▸ **EXERCISE INSTRUCTIONS**: Pull each line containing "implement" out of the data and copy it.
RECORDS SHOWN Start Marker
PR #1479, opened 2024-08-05
Major SFX reference update

synamaxmusic:
We've hit the first beta sound ID `0x640`, which is the old door open sound effect (final is `0x642`).  How do we want to implement the beta sfx IDs in the enum?


sozud:
> We've hit the first beta sound ID 0x640, which is the old door open sound effect (final is 0x642). How do we want to implement the beta sfx IDs in the enum?

Is every SFX in MAD offset by 2? If so you could do something like
```
#define STAGE_MAD
#include "sfx.h"
```

Then in sfx.h

```
// this removes a couple of sfx to get MAD to align
#ifndef STAGE_MAD
    SFX_HARPY_WING_FLAP = 0x601,
    SFX_RIC_WHIP_RATTLE_A,
#endif
```

If the offsets are random then you could just have a second enum

sozud:
Ok I think I'd just have two enums, one with `#ifdef STAGE_MAD` just for that overlay, then the other for everything else

include/sfx.h
```diff
@@ -426,6 +414,49 @@ enum Sfx {
...
+    SFX_CANDLE_HIT,
+    SFX_TELEPORT_BANG_A, // Used when teleport starts
+    SFX_TELEPORT_BANG_B, // Used when teleport ends, but is also Warp Enter
+    SFX_SUC_APPEAR,      // Succubus reveal
+    SFX_UNK_SCRAPE_A,
+    SFX_UNK_SCRAPE_B,
+    SFX_UNK_SCRAPE_C,
+    SFX_UNK_UI_SELECT,
+    SFX_START_SLAM_A, // Dark Shield
+    SFX_START_SLAM_B, // "Press Start", Door Open, Dracula Stomp, etc.
```
hohle, line 426: Having just gone through this list to find a particular symbol, does it make sense to add a value marker comment every 0x10 entries or so?

```c
    ⋮
    // 0x630
    SFX_UNK_BETA_630, // MAD, TE1, …
    ⋮
    // 0x640
    SFX_ANIME_SWORD_B,
    ⋮
```

hohle (commented):
This is really nice.

include/sfx.h
sozud: I think this is fine but I'd put it to the right so it doesn't conflict with the vab info 
```SFX_ANIME_SWORD_B, // 0x640```

**Comment by sozud** [comment]
This seems good except the change to MAD should be reverted unless the second enum is added

File: include/sfx.h (hunk 1 above)
Comment (synamaxmusic) [reply include/sfx.h:426]: That's a great idea, I'll be sure to do that.

**Comment by synamaxmusic** [comment]
Sure thing, I'll revert those MAD changes.  

Looking through MAD.BIN, I made a list of all the sound IDs that I could find.  I searched through the binary data by looking up `060434` and came up with this:

```
0x635
0x611
0x630 = WEAPON_STAB_B_MAD
0x6DB = WEAPON_HIT_MAD
0x640 = DOOR_OPEN_MAD
0x64D = DOOR_CLOSE_MAD
0x670
0x69D
0x672
```
I'll have to look at the codebase to see what calls PlaySfx() for these other IDs.

Since there's not that may sound IDs referenced in MAD, maybe `#ifdef` instead of another large enum would be the better option?

**Comment by sozud** [comment]
MAD is a special case so I don't think it really matters if it's an enum or individual defines. An enum doesn't have to be big though
```
enum Sfx
{
WEAPON_STAB_B = 0x630,
WEAPON_HIT = 0x6DB,
};
```
etc.

**Comment by synamaxmusic** [comment]
Figured out `0x635` is supposed to be the Candle Hit, not the Teleport bang.  

```
0x635 = SFX_CANDLE_HIT_MAD
0x611
0x630 = WEAPON_STAB_B_MAD
0x6DB = WEAPON_HIT_MAD
0x640 = DOOR_OPEN_MAD
0x64D = DOOR_CLOSE_MAD
0x670
0x69D
0x672
```

Comparing the decompiled MAD code with the final overlay code is very useful!

File: include/sfx.h (hunk 1 above)
Comment (synamaxmusic) [reply include/sfx.h:426]: I'll be sure to add this in the next commit.

**Review by sozud — APPROVED** [review]

**Comment by synamaxmusic** [comment]
> MAD is a special case so I don't think it really matters if it's an enum or individual defines. An enum doesn't have to be big though
> 
> ```
> enum Sfx
> {
> WEAPON_STAB_B = 0x630,
> WEAPON_HIT = 0x6DB,
> };
> ```
> 
> etc.

Here's what I got so far for the second enum: 

```
enum MAD_Sfx
{
SFX_MAD_CANDLE_HIT = 0x635,
SFX_MAD_UNK_611 = 0x611,
SFX_MAD_WEAPON_STAB_B = 0x630,
SFX_MAD_WEAPON_HIT = 0x6DB,
SFX_MAD_DOOR_OPEN = 0x640,
SFX_MAD_DOOR_CLOSE = 0x64D,
SFX_MAD_UNK_670 = 0x670,
SFX_MAD_UNK_69D = 0x69D,
SFX_MAD_UNK_672 = 0x672
};
```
RECORDS SHOWN End Marker
▸ **RESULT**:
We've hit the first beta sound ID `0x640`, which is the old door open sound effect (final is `0x642`).  How do we want to implement the beta sfx IDs in the enum?
> We've hit the first beta sound ID 0x640, which is the old door open sound effect (final is 0x642). How do we want to implement the beta sfx IDs in the enum?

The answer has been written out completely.